They have been released into the wild that is the city street, and into suburban side streets, and one of the fastest-growing types of bike is the folding bike. The Brompton Electric C Line. Image courtesy Brompton Electric.I’m writing this while on a folding bike. Not just any time-saving, chain-free device enabling traffic-thwarting, public-transport cheating performance… It’s just that the Brompton folding bike has the fun and logic of an unfolding machine of beauty and efficiency, which slots handily into my life in ways that I didn’t think were possible. Weirdly convenient, actually. Welcome to the world of the folding bike.
The Brompton Electric C Line, in its six-speed incarnation in particular, feels like a gentler offering for those experienced as well as less-experienced cyclists, entering the urban arena as the dapper, electrically-assisted bike-cum-folding bike of choice – the perfectly British vehicle at home in both café as much as on public transport. And most places in between.
On it, you really do feel like everyone around you is a dwarf. It’s an odd little machine, a bike that feels like it fits you perfectly, whatever your size. The electric assist means that the bike is easy to incorporate into your life – even if it’s part of a life in which you carry your bike upstairs, or have to put it in a small car trunk. Unfortunately, at well over $4,000 with all the accessories, the question arises: is it worth it, to have it so easy, so perfect?
The best evidence of it is the iconic fold of the Brompton Electric C Line itself, first designed in 1975. This fold never looks like it’s fallen out of a car boot sale – on the contrary, it’s an old-fashioned solution to folding, without the promise of ‘lightweight’ and ‘featherweight’ that you might find in Dahons, but definitely not in a Beruit or kiddies’ carpet bike. You must know how to do The Fold – and, once you do, the bike transforms from a form of transport to an appendage that adapts to all the other things your life becomes: if you have grown to love it, it can slip into your flat with you, wheels and all, and if, like me, you occasionally decide to take the train on holiday, suddenly that fold comes in very handy indeed. You get to skip the bike rack.
After a few folds the process becomes an instant reflex, but that’s the point. Everything from the hinge at the rear wheel to the hidden clamp at the tip of the seatpost bears the mark of a team that thought for days about its respective task. The Brompton will fit, and will feel perfectly at home, behind a car seat, under a bar table or alongside you on the metro. It’s the folding bike for the urban traveller.
It’s at home at a birthday party, accompanying its owner into a coffee shop, brought in a bag to sit behind a desk at work, or tucked into the corner of the living room. Brompton’s new Electric C line is, as demonstrations make clear, a way of existing in the world as much as it is a way to get from one place to the next. With its electric assist, hills and distance become non-issues, expanding the potential audience for cycling.
The folding bike, especially the Brompton and other electric versions, seems part of the cultural revolution that suggests we can all use bikes more often to get around the city, and perfectly expresses the tension between individual need and the city as a shared space. Here you have all on the one bike – a means of satisfying the urge to commute without adding to the congestion and the pollution at either end. It’s a commuter’s dream. Cities are absurd, stressful places to live, and flexibility is key — hence the need for a convenient city bike that adapits to whatever the day brings.
But it is in the city where the Brompton Electric C Line comes into its own. And it is the city where it can potentially deal with the ongoing issues of space and speed that confront the urban dweller. It’s a machine that invites us to see beyond our products and owning bikes to an existence where our relationship with them is so ingrained that we stop thinking about it completely. Unless, of course, it once again needs charging.

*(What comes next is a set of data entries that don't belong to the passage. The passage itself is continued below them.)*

PR #1236, opened 2024-04-02
Add Kubernetes resources to monitor as soon as the each batch of yaml is applied

kevjt:
## Background
This PR puts back the improvement that was originally added to improve the response time of the KOS feature when there are many and/or large batches of YAML that need to be applied. Instead of waiting for all batches to complete before starting the monitoring, the callback is called after every batch operation in the case of `GatherAndApplyRawYamlExecutor` such that it starts getting object statuses sooner.

### DIFF
--- a/source/Calamari.Tests/KubernetesFixtures/Approved/KubernetesContextScriptWrapperLiveFixtureEks.DeployRawYaml_WithMultipleYamlFilesGlobPatterns_YamlFilesAppliedInCorrectBatches.ApplyingBatches.approved.txt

But home is also about identification, about convenience, about fitting in. Through their use, the Bromptosts do not simply find a niche within the home; they create a new idea of what home can be. It is an echo of what good design can bring to our everyday lives, and an assertion that very typical, vernacular activities such as biking are still worthy of the emerging craft of appropriate creative response.

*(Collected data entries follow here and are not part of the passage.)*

PR #1238, opened 2024-04-03
Migrate Calamari.AzureResourceGroup project to use modern azure sdk

tleed5:
# Background
Since the `Microsoft.Azure.Management.*` aka "azure libraries for net" libraries are now deprecated since 2022 https://github.com/Azure/azure-libraries-for-net we need to migrate our usages over to the new "azure sdk for net" libraries. This was initially done for the Azure App service Project and now is continuing for the rest of the azure related projects where possible 

[SC-74178]

# Results 
- Moved the ARM client wrapper into a shared library `Calamari.Azure` so it can be reused by other projects 
- Updated `Calamari.Azure` to target .net 6.0 and also updated some dependencies in `Calamari` project
- Removed `Microsoft.Azure.Management` dependencies in `Calamari.AzureAppService` projects
- Removed unused code in `Calamari.AzureAppService` that was missed when removing the legacy behaviours 
- Added a new behaviour to `Calamari.AzureResourceGroup` `DeployAzureResourceGroupBehaviour` that uses the modern azure sdk and renamed the existing one to `LegacyDeployAzureResourceGroupBehaviour`. The behaviour that gets used is based on the `ModernAzureSdkFeatureToggle` feature


source/Calamari.Azure/Calamari.Azure.csproj
```diff
@@ -5,10 +5,13 @@
         <OutputType>Library</OutputType>
         <Authors>Octopus Deploy</Authors>
         <Copyright>Octopus Deploy Pty Ltd</Copyright>
-        <TargetFrameworks>net462;netstandard2.1</TargetFrameworks>
+        <RuntimeIdentifiers>win-x64;linux-x64;osx-x64;linux-arm;linux-arm64</RuntimeIdentifiers>
+        <LangVersion>8.0</LangVersion>
+        <TargetFrameworks>net462;net6.0</TargetFrameworks>
```
tleed5, line 10: Is there some consequences of doing this? I kinda did it blindly but the builds were working so I didn't worry about it too much 🤷

source/Calamari.AzureAppService/Calamari.AzureAppService.csproj
```diff
@@ -12,15 +12,9 @@
     <TargetFrameworks>net462;net6.0</TargetFrameworks>
   </PropertyGroup>
   <ItemGroup>
-    <PackageReference Include="Azure.Identity" Version="1.10.4" />
-    <PackageReference Include="Azure.ResourceManager" Version="1.7.0" />
```
tleed5, line 16: I figure it is better for these dependencies to be managed solely by `Calamari.Azure`

source/Calamari.AzureResourceGroup/DeployAzureResourceGroupBehaviour.cs
```diff
@@ -32,197 +41,139 @@ public DeployAzureResourceGroupBehaviour(TemplateService templateService, IResou
...
-                                previousPollWait = currentPollWait;
-                                currentPollWait = temp + currentPollWait;
-                            }
-
-                            break;
-                    }
-                }
+                var deploymentResult = await AsyncResourceGroupPollingTimeoutPolicy.ExecuteAsync(async timeoutCancellationToken =>
+                                                                                                 {
+                                                                                                     var delayStrategy = DelayStrategy.CreateExponentialDelayStrategy(TimeSpan.FromSeconds(1), PollingTimeout);
```
kevjt, line 136: Is `DelayStrategy.CreateExponentialDelayStrategy` a built-in way for the armClient to retry/poll the state of the operation? If so then you'd want to have a separate timeout for your `AsyncResourceGroupPollingTimeoutPolicy` because I assume you meant that as the absolute timeout. At the moment, they share the 30 second timeout, however it will take much longer than 30 seconds for the exponential delay strategy to actually reach the maximum 30 second polling interval (e.g. with x2 exponential 1+2+4+8+16+30=61). 

I can see that `AzureAppServiceZipDeployBehaviour` has a polling timeout of 3 minutes so perhaps that would be a sensible figure to use.

source/Calamari.AzureResourceGroup/DeployAzureResourceGroupBehaviour.cs
```diff
@@ -32,197 +41,139 @@ public DeployAzureResourceGroupBehaviour(TemplateService templateService, IResou
...
+                                                                                                     var result = await deploymentOperation.WaitForCompletionAsync(delayStrategy, timeoutCancellationToken);
+                                                                                                     return result;
+                                                                                                 },
+                                                                                                 CancellationToken.None);
+                log.Info($"Deployment completed with status: {deploymentResult.Data.Properties?.ProvisioningState}");
             }
+            catch
+            {
+                log.Error("Error polling for deployment completion");
+                throw;
```
kevjt, line 146: How does this exception get handled? Does it need to be wrapped in a `CommandException` for the correct exit status?

source/Calamari.Azure/Calamari.Azure.csproj
kevjt: I don't see an issue but @scme0 would be the guy with a better answer

kevjt (commented):
Minor comments plus still some merge conflicts. On the whole looks good. Nice work!

source/Calamari.AzureResourceGroup/DeployAzureResourceGroupBehaviour.cs
tleed5: Ah good catch, I was trying to replicate a similar behaviour that was used previously i.e. a fibonacci step off.  

Ill update `AsyncResourceGroupPollingTimeoutPolicy` to 3 minutes which will result in a maximum timeout of 3 minutes and it should make around 10 api calls(Assuming the deployment takes that long and my math is right) which I think is all good.

source/Calamari.AzureResourceGroup/DeployAzureResourceGroupBehaviour.cs
tleed5: It bubbles up and hits this [exception handler](https://github.com/OctopusDeploy/Calamari/blob/a5aeca4690dfc5dbde4494fe7c30cb8312c7e1a8/source/Calamari.Common/CalamariFlavourProgram.cs#L82-L85) which logs out the exception and returns exit code 100. I could wrap it in a `CommandException` so it returns exit code 1 but it might potentially lose some detail in the error log

Screenshot 2024-04-12 at 11 13 20 am

kevjt: I think you can pass the actual exception into `CommandException` as the innerException and you would still get the full stack trace of the inner exception. I'm not to concerned either way because I don't know the fine distinction between a command error vs other error exit status code.

source/Calamari.Azure/Calamari.Azure.csproj
scme0: I *think* it should be ok as long as it's dependencies are happy with it.

kevjt (approved):
LGTM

The Brompton Electric C Line is no garden-variety folding bike. It’s an in-road to a lifestyle that’s more adaptable, pleasurable and useful than anything else I’ve come across. It’s an invitation to reimagine an established daily activity, to welcome in its eccentricities and idiosyncrasies and to make them part of our everyday experience. It’s one of the most familiar of vehicles taking us to a new place. The Brompton is not adapting to our world but changing the world we inhabit.